PR #13132, opened 2022-09-12
Update Debian to 20220912, esp. for 11.5 & 10.13

tianon:


tianon:
Marking as a draft for now - going to regenerate everything to make sure we include https://github.com/debuerreotype/docker-debian-artifacts/issues/174 :innocent:

p0358:
@tianon @yosifkit  Hello, there is a regression in this image that broke all images dependent on this for me:
```
root@test:~# docker run --rm debian:bullseye-20220822-slim bash -c 'echo test'
test
root@test:~# echo $?
0
root@test:~# docker run --rm debian:bullseye-20220912-slim bash -c 'echo test'
root@test:~# echo $?
132
```

Basically stuff from the new update is crashing with exit code 132 (SIGILL, illegal instruction). My CPU is 4th core Intel Core, so it supports AVX2 and SSE4.2, it does seem like the update though made these images dependent on some even newer instructions?

As a result right now I cannot run any Debian-based images anymore at all. I can still pull and run the Alpine ones just fine for example. I hope this matter can be looked into...

tianon:
(Discussing the SIGILL issue over in https://github.com/debuerreotype/docker-debian-artifacts/issues/175 instead :+1:)

PR #13136, opened 2022-09-13
OrientDB 3.1.20 Release

tglman:


tianon:
That CI failure is unfortunately the downstream effect of https://github.com/docker-library/docs/pull/2162#issuecomment-1172781329 -- `openjdk:8*` and `openjdk:11*` are no longer maintained/supported.

These older versions should either be updated to a supported distribution or removed (depending on whether they're still actively supported versions of OrientDB, would be my suggestion).  As a reminder:

PR #13137, opened 2022-09-13
bump Kong to 3.0.0

hanshuebner:


gszr (commented):
looks good on my end 👍

kikito:
lgtm too 👍

tianon:

(This is only informational - the label already exists so I'm not going to make it a blocker, but something to consider for the future.)

tianon:
A new major release is also a great time to revisit whether all the old versions listed here are still supported. :eyes:

As a reminder:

▸ **Task item**:
Your answer must be every record above, repeated exactly.

▸ **Result below**:
PR #13132, opened 2022-09-12
Update Debian to 20220912, esp. for 11.5 & 10.13

tianon:


tianon:
Marking as a draft for now - going to regenerate everything to make sure we include https://github.com/debuerreotype/docker-debian-artifacts/issues/174 :innocent:

p0358:
@tianon @yosifkit  Hello, there is a regression in this image that broke all images dependent on this for me:
```
root@test:~# docker run --rm debian:bullseye-20220822-slim bash -c 'echo test'
test
root@test:~# echo $?
0
root@test:~# docker run --rm debian:bullseye-20220912-slim bash -c 'echo test'
root@test:~# echo $?
132
```

Basically stuff from the new update is crashing with exit code 132 (SIGILL, illegal instruction). My CPU is 4th core Intel Core, so it supports AVX2 and SSE4.2, it does seem like the update though made these images dependent on some even newer instructions?

As a result right now I cannot run any Debian-based images anymore at all. I can still pull and run the Alpine ones just fine for example. I hope this matter can be looked into...

tianon:
(Discussing the SIGILL issue over in https://github.com/debuerreotype/docker-debian-artifacts/issues/175 instead :+1:)

PR #13136, opened 2022-09-13
OrientDB 3.1.20 Release

tglman:


tianon:
That CI failure is unfortunately the downstream effect of https://github.com/docker-library/docs/pull/2162#issuecomment-1172781329 -- `openjdk:8*` and `openjdk:11*` are no longer maintained/supported.

These older versions should either be updated to a supported distribution or removed (depending on whether they're still actively supported versions of OrientDB, would be my suggestion).  As a reminder:

PR #13137, opened 2022-09-13
bump Kong to 3.0.0

hanshuebner:


gszr (commented):
looks good on my end 👍

kikito:
lgtm too 👍

tianon:

(This is only informational - the label already exists so I'm not going to make it a blocker, but something to consider for the future.)

tianon:
A new major release is also a great time to revisit whether all the old versions listed here are still supported. :eyes:

As a reminder:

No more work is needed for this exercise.